─── Source material
PR #362, opened 2020-07-02
Run ci workflow on branch or PR, not both.

ximon18:
E.g
image

See: https://github.community/t/how-to-trigger-an-action-on-push-or-pull-request-but-not-both/16662

### DIFF
--- a/.github/workflows/ci.yml
+++ b/.github/workflows/ci.yml
@@ -1,5 +1,11 @@
 name: ci
-on: [push, pull_request]
+on:
+  push:
+    branches: 
+      - master
+  pull_request:
+    branches: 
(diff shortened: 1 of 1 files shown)


ximon18:
image
Looks good!

partim:
Will this also run the action when a new commit is pushed to the branch? I suspect it does via the `synchronize` pull request event action?

ximon18:
> Will this also run the action when a new commit is pushed to the branch? I suspect it does via the `synchronize` pull request event action?

The action will run either when there is a push to the PR branch or to the master branch (either directly or when the PR is merged to master).

partim (approved):

PR #377, opened 2020-09-10
Filter all VRPs intersecting with resoures from invalid CAs.

### LINKED ISSUE #370: Differences between vrps_total values in metrics file and AS/prefix pairs in csv file
Hi,
can u please explain the following differences:

While monitoring the Routinator metrics I found differences between the vrps values in the metrics file and the line count [grep on tals] in the csv file.

As far a I understand a vrp (validated roas payload) value is a one-to-one mapping between an ASN and an ip address and the csv file is an export of these mappings. 
So counting the lines in the csv file should bring up the same values, or not !?

```
VRPS per TAL info from routinator.status file :
vrps-per-tal: afrinic=1375 ripe=95178 apnic=49097 lacnic=11045 arin=17981 
-----------------

VRPS per TAL info from routinator.metrics file :
# HELP routinator_vrps_total total number of VRPs seen
# TYPE routinator_vrps_total gauge
routinator_vrps_total{tal="afrinic"} 1375
routinator_vrps_total{tal="ripe"} 95178
routinator_vrps_total{tal="apnic"} 49097
routinator_vrps_total{tal="lacnic"} 11045
routinator_vrps_total{tal="arin"} 17981
-----------------

Line grep and count on routinator.csv :
[afrinic] :  1359
[ripe]    :  95178
[apnic]   :  49059
[lacnic]  :  10057
[arin]    :  15861
```

Frank

### LINKED ISSUE #380: SLURM filtering diagnostics
I couldn't find any metrics endpoint or log message regarding the status of the exceptions currently active.  
In our scenario we have a hand full of routinator instances running globally and it would be great if we could somehow monitor  if and when they implemented the exceptions we specified.

Cloudflares gortr for instance logs the following message:
`gortr_1     | time="2020-09-21T07:00:53Z" level=info msg="Slurm filtering: 180178 kept, 1 removed, 0 asserted"`
on every reevaluation.

I would suggest to add 2 gauge metrics representing a count of `prefixFilters` and `prefixAssertions`, e.g.:
```
routinator_slurm_prefix_filters 0
routinator_slurm_local_assertions 0
```

partim:
This PR introduces super-strict filtering of invalid ROAs. It is very much a draft for now awaiting feedback.

It is based on the observation that filtering individual ROAs may lead to legitimate route announcements being dropped because ROAs only contain a single originating AS. As a consequence, a prefix possibly being announced by multiple ASs needs to be authorized via multiple ROAs. If the ROA for the AS currently announcing the prefix gets dropped for whatever reason, the prefix becomes invalid and its route gets dropped.

As an immediate measure, it was proposed to drop all objects published by a CA that has any invalid objects whatsoever. This will make all ROAs published by this CA disappear but also all child CAs. While this will solve the above issue for most practical cases, there is still a possibility that a prefix is delegated to multiple CAs which independently publish ROAs authorising different ASs. If only the ROAs published by one of those CAs is dropped, the result may again be a falsely dropped route. The only way to avoid this is to drop all authorisations (i.e., VRPs) for all address resources delegated to the invalid CA.

However, this is still not quite enough. If the VRP for a legitimate route is dropped because of above filtering and there is a less specific VRP with a max-length not covering the route, then the route suddenly becomes invalid too. To avoid that, we need to filter all VRPs that overlap with any of the resources of invalid CAs.

This is what this PR does: It creates a list of all the resources from all the CAs that had to be dropped because of issues. When creating the final set of VRPs, it filters out all VRPs whose address prefixes overlap with any of these resources, making these resources guaranteed to be RPKI unknown.

There is a new metric `routinator_vrps_unsafe` in Prometheus output or `unsafe-vrps` in status output that counts the VRPs filtered that way. At the time of writing, around 3300 VRPs or 1.9 % were filtered this way.

The question here is, whether this aggressive filtering will improve the overall security of the system. This kind of filtering can – at least in theory – be used by an attacker to actively push their target space to RPKI unknown as an initial step of a route hijack. I _think_ this is relatively difficult to achieve and the risk subsequently is very low, but I’d love to hear opinions – particularly arguments against this filtering strategy.

*  *  *

The PR also introduces new metrics: Fixes #370. Fixes #380.

### DIFF
--- a/Cargo.lock
+++ b/Cargo.lock
@@ -428,9 +428,9 @@ dependencies = [
 
 [[package]]
 name = "getrandom"
-version = "0.1.14"
+version = "0.1.15"
 source = "registry+https://github.com/rust-lang/crates.io-index"
-checksum = "7abc8dd8451921606d809ba32e95b6111925cd2906060d2dcc29c070220503eb"
+checksum = "fc587bc0ec293155d5bfa6b9891ec18a1e330c234f896ea47fbada4cadbe47e6"
 dependencies = [
  "cfg-if",
  "libc",
@@ -697,11 +697,12 @@ dependencies = [
 
 [[package]]
 name = "miniz_oxide"
-version = "0.4.1"
+version = "0.4.2"
 source = "registry+https://github.com/rust-lang/crates.io-index"
-checksum = "4d7559a8a40d0f97e1edea3220f698f78b1c5ab67532e49f68fde3910323b722"
+checksum = "c60c0dfe32c10b43a144bad8fc83538c52f58302c92300ea7ec7bf7b38d5a7b9"
 dependencies = [
  "adler",
+ "autocfg",
 ]
 
 [[package]]
@@ -1098,7 +1099,7 @@ dependencies = [
 [[package]]
 name = "rpki"
 version = "0.9.2-bis"
-source = "git+https://github.com/NLnetLabs/rpki-rs.git?branch=more-block-methods#fd2f7aeea688dd3a63ff713f3c70946b887b6add"
+source = "git+https://github.com/NLnetLabs/rpki-rs.git?branch=more-block-methods#be21a98f2f7770641310b367c05fa672561be088"
 dependencies = [
  "base64",
  "bcder",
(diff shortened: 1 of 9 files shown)


timbru:
It would be wise to make an exception for failures at a TA level - e.g. the MFT of a TA is not re-signed in time. Otherwise a failure at the apex of any of the TAs could wipe out all VRPs.

Note that many RIRs use an offline TA, and an online CA with the same resources just under it. So this exception may also need to be applied to this secondary layer. Alternatively it could be done based on a cap of the amount of resources (like '0/0').

Theoretically it could also use different strategies for each TA - knowing the TA set up - however, this will be cumbersome and possibly error prone / not future proof.

partim:
I guess just not filtering 0/0 should be fine, given that effectively this can only happen at a TA and all CAs that the TA fully delegates to.

timbru:
RIPE NCC has one more layer you may want to consider. They sub-delegate from "all resources" to "all ripe ncc resources":
https://www.ripe.net/manage-ips-and-asns/resource-management/certification/ripe-ncc-rpki-trust-anchor-structure

In practice however, I think it's unlikely that the "all resources" CA is ok, and the "all ripe ncc resources CA" is not.

partim:
But those RIPE resources won’t appear under other RIRs, so filtering isn’t necessary?

Anything published by that layer itself will be gone, anyway, under the new rules.

timbru:
indeed! makes sense

partim:
I’ve now added an exception for /0 prefixes and AS ranges covering the full set. I didn’t add an exception for IP ranges because that was a bit complicated due to the way we deal with IP addresses. This should be fine since RFC 3779 says that anything that can be a prefix must be a prefix.

partim:
This PR also introduces a set of new metrics and therefore: Fixes #370.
──────
» What you will do:
Write out the whole listing again. Match it word for word.

» Written reply:
PR #362, opened 2020-07-02
Run ci workflow on branch or PR, not both.

ximon18:
E.g
image

See: https://github.community/t/how-to-trigger-an-action-on-push-or-pull-request-but-not-both/16662

### DIFF
--- a/.github/workflows/ci.yml
+++ b/.github/workflows/ci.yml
@@ -1,5 +1,11 @@
 name: ci
-on: [push, pull_request]
+on:
+  push:
+    branches: 
+      - master
+  pull_request:
+    branches: 
(diff shortened: 1 of 1 files shown)


ximon18:
image
Looks good!

partim:
Will this also run the action when a new commit is pushed to the branch? I suspect it does via the `synchronize` pull request event action?

ximon18:
> Will this also run the action when a new commit is pushed to the branch? I suspect it does via the `synchronize` pull request event action?

The action will run either when there is a push to the PR branch or to the master branch (either directly or when the PR is merged to master).

partim (approved):

PR #377, opened 2020-09-10
Filter all VRPs intersecting with resoures from invalid CAs.

### LINKED ISSUE #370: Differences between vrps_total values in metrics file and AS/prefix pairs in csv file
Hi,
can u please explain the following differences:

While monitoring the Routinator metrics I found differences between the vrps values in the metrics file and the line count [grep on tals] in the csv file.

As far a I understand a vrp (validated roas payload) value is a one-to-one mapping between an ASN and an ip address and the csv file is an export of these mappings. 
So counting the lines in the csv file should bring up the same values, or not !?

```
VRPS per TAL info from routinator.status file :
vrps-per-tal: afrinic=1375 ripe=95178 apnic=49097 lacnic=11045 arin=17981 
-----------------

VRPS per TAL info from routinator.metrics file :
# HELP routinator_vrps_total total number of VRPs seen
# TYPE routinator_vrps_total gauge
routinator_vrps_total{tal="afrinic"} 1375
routinator_vrps_total{tal="ripe"} 95178
routinator_vrps_total{tal="apnic"} 49097
routinator_vrps_total{tal="lacnic"} 11045
routinator_vrps_total{tal="arin"} 17981
-----------------

Line grep and count on routinator.csv :
[afrinic] :  1359
[ripe]    :  95178
[apnic]   :  49059
[lacnic]  :  10057
[arin]    :  15861
```

Frank

### LINKED ISSUE #380: SLURM filtering diagnostics
I couldn't find any metrics endpoint or log message regarding the status of the exceptions currently active.  
In our scenario we have a hand full of routinator instances running globally and it would be great if we could somehow monitor  if and when they implemented the exceptions we specified.

Cloudflares gortr for instance logs the following message:
`gortr_1     | time="2020-09-21T07:00:53Z" level=info msg="Slurm filtering: 180178 kept, 1 removed, 0 asserted"`
on every reevaluation.

I would suggest to add 2 gauge metrics representing a count of `prefixFilters` and `prefixAssertions`, e.g.:
```
routinator_slurm_prefix_filters 0
routinator_slurm_local_assertions 0
```

partim:
This PR introduces super-strict filtering of invalid ROAs. It is very much a draft for now awaiting feedback.

It is based on the observation that filtering individual ROAs may lead to legitimate route announcements being dropped because ROAs only contain a single originating AS. As a consequence, a prefix possibly being announced by multiple ASs needs to be authorized via multiple ROAs. If the ROA for the AS currently announcing the prefix gets dropped for whatever reason, the prefix becomes invalid and its route gets dropped.

As an immediate measure, it was proposed to drop all objects published by a CA that has any invalid objects whatsoever. This will make all ROAs published by this CA disappear but also all child CAs. While this will solve the above issue for most practical cases, there is still a possibility that a prefix is delegated to multiple CAs which independently publish ROAs authorising different ASs. If only the ROAs published by one of those CAs is dropped, the result may again be a falsely dropped route. The only way to avoid this is to drop all authorisations (i.e., VRPs) for all address resources delegated to the invalid CA.

However, this is still not quite enough. If the VRP for a legitimate route is dropped because of above filtering and there is a less specific VRP with a max-length not covering the route, then the route suddenly becomes invalid too. To avoid that, we need to filter all VRPs that overlap with any of the resources of invalid CAs.

This is what this PR does: It creates a list of all the resources from all the CAs that had to be dropped because of issues. When creating the final set of VRPs, it filters out all VRPs whose address prefixes overlap with any of these resources, making these resources guaranteed to be RPKI unknown.

There is a new metric `routinator_vrps_unsafe` in Prometheus output or `unsafe-vrps` in status output that counts the VRPs filtered that way. At the time of writing, around 3300 VRPs or 1.9 % were filtered this way.

The question here is, whether this aggressive filtering will improve the overall security of the system. This kind of filtering can – at least in theory – be used by an attacker to actively push their target space to RPKI unknown as an initial step of a route hijack. I _think_ this is relatively difficult to achieve and the risk subsequently is very low, but I’d love to hear opinions – particularly arguments against this filtering strategy.

*  *  *

The PR also introduces new metrics: Fixes #370. Fixes #380.

### DIFF
--- a/Cargo.lock
+++ b/Cargo.lock
@@ -428,9 +428,9 @@ dependencies = [
 
 [[package]]
 name = "getrandom"
-version = "0.1.14"
+version = "0.1.15"
 source = "registry+https://github.com/rust-lang/crates.io-index"
-checksum = "7abc8dd8451921606d809ba32e95b6111925cd2906060d2dcc29c070220503eb"
+checksum = "fc587bc0ec293155d5bfa6b9891ec18a1e330c234f896ea47fbada4cadbe47e6"
 dependencies = [
  "cfg-if",
  "libc",
@@ -697,11 +697,12 @@ dependencies = [
 
 [[package]]
 name = "miniz_oxide"
-version = "0.4.1"
+version = "0.4.2"
 source = "registry+https://github.com/rust-lang/crates.io-index"
-checksum = "4d7559a8a40d0f97e1edea3220f698f78b1c5ab67532e49f68fde3910323b722"
+checksum = "c60c0dfe32c10b43a144bad8fc83538c52f58302c92300ea7ec7bf7b38d5a7b9"
 dependencies = [
  "adler",
+ "autocfg",
 ]
 
 [[package]]
@@ -1098,7 +1099,7 @@ dependencies = [
 [[package]]
 name = "rpki"
 version = "0.9.2-bis"
-source = "git+https://github.com/NLnetLabs/rpki-rs.git?branch=more-block-methods#fd2f7aeea688dd3a63ff713f3c70946b887b6add"
+source = "git+https://github.com/NLnetLabs/rpki-rs.git?branch=more-block-methods#be21a98f2f7770641310b367c05fa672561be088"
 dependencies = [
  "base64",
  "bcder",
(diff shortened: 1 of 9 files shown)


timbru:
It would be wise to make an exception for failures at a TA level - e.g. the MFT of a TA is not re-signed in time. Otherwise a failure at the apex of any of the TAs could wipe out all VRPs.

Note that many RIRs use an offline TA, and an online CA with the same resources just under it. So this exception may also need to be applied to this secondary layer. Alternatively it could be done based on a cap of the amount of resources (like '0/0').

Theoretically it could also use different strategies for each TA - knowing the TA set up - however, this will be cumbersome and possibly error prone / not future proof.

partim:
I guess just not filtering 0/0 should be fine, given that effectively this can only happen at a TA and all CAs that the TA fully delegates to.

timbru:
RIPE NCC has one more layer you may want to consider. They sub-delegate from "all resources" to "all ripe ncc resources":
https://www.ripe.net/manage-ips-and-asns/resource-management/certification/ripe-ncc-rpki-trust-anchor-structure

In practice however, I think it's unlikely that the "all resources" CA is ok, and the "all ripe ncc resources CA" is not.

partim:
But those RIPE resources won’t appear under other RIRs, so filtering isn’t necessary?

Anything published by that layer itself will be gone, anyway, under the new rules.

timbru:
indeed! makes sense

partim:
I’ve now added an exception for /0 prefixes and AS ranges covering the full set. I didn’t add an exception for IP ranges because that was a bit complicated due to the way we deal with IP addresses. This should be fine since RFC 3779 says that anything that can be a prefix must be a prefix.

partim:
This PR also introduces a set of new metrics and therefore: Fixes #370.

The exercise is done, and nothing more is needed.